PR #1532, opened 2019-09-16
Release Yaru 19.04 as third variant "Yaru-Ambiance"

### LINKED ISSUE #1494: Provide a mixed theme
Some thoughts:

Provide a mixed theme, based on the light theme but with inverted headerbar and headerbar button colors.

This needs probably a change to our meson build, with a new file "_headerbar.scss" which only gets imported when the mixed theme is build.

The gtk2 theme could be copied from the light theme

clobrano:
After the change of the light variant, in order to ease the transition out, release the Yaru 19.04 (sometimes called "mixed" theme) as third variant.

- [x] update build scripts to install a third them Yaru-ambiance
- [x] replace light variant tweaks with headerbar sass file
- [ ] add a dark variant (which is the same as Yaru-dark) for apps that prefers dark variant
- [x] fix different titlebutton padding between ambiance and -dark

closes #1494


Feichtmeier:
Some stuff I've noticed:

- Headerbar buttons look unproportionality strong pressed
grafik

- Titlebuttons padding changes between dark and light variant, because for the dark theme you get the titlebutton styling from _tweaks.scss and for the ambiance version from headerbar.scss were I made the mistake to remove the padding from all titlebuttons and not only min/max/close
--> I would recommend to remove all the code from _headerbar.scss that is not ambiance only code

Feichtmeier:
Could you please drop those additional box-shadows and just set 1 color for the buttons and then use the button mixins?
It looks horribly inconsistent with the rest of the buttons

clobrano:
> Could you please drop those additional box-shadows and just set 1 color for the buttons and then use the button mixins?
> It looks horribly inconsistent with the rest of the buttons

Ok

Feichtmeier:
> > Could you please drop those additional box-shadows and just set 1 color for the buttons and then use the button mixins?
> > It looks horribly inconsistent with the rest of the buttons
> 
> Ok

There is ```$_headerbar_button_bg``` at the top of the file - just use this for all the ```@include button(normal ... ) @include button(active ...) @include button(.....)``` parts, because the mixins expect one color as input no matter of the state

clobrano:
image
image

clobrano:
> entries in linked boxes are bigger than buttons

this is Image viewer, right? The app is not taking the right varian here. Applying the dark one manually it works fine

Feichtmeier:
I think the reason for the dark variant not working for videos and eye of gnome and so on... media apps... is that it searches for "gtk-dark.css" but there is none. Instead there is "gtk-ambiance-dark.css"

clobrano:
this branch started with gtk-dark only and didn't work, this is why I added later gtk-ambiance-dark, which is still not working of course.

Feichtmeier:
@clobrano maybe it's something with that gresource file names

clobrano:
Maybe. I expect gtk to look for the same name with -dark postfix. I think I replicated already all the gresource entries, but there must be something missing. @willcooke should have already talked with @didrock about that, I'll ping them tomorrow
⁂
■ TASK TO COMPLETE
Pick each line holding the word "which" out of the listing.

■ RESPONSE TO THE EXERCISE
This needs probably a change to our meson build, with a new file "_headerbar.scss" which only gets imported when the mixed theme is build.
- [ ] add a dark variant (which is the same as Yaru-dark) for apps that prefers dark variant
this branch started with gtk-dark only and didn't work, this is why I added later gtk-ambiance-dark, which is still not working of course.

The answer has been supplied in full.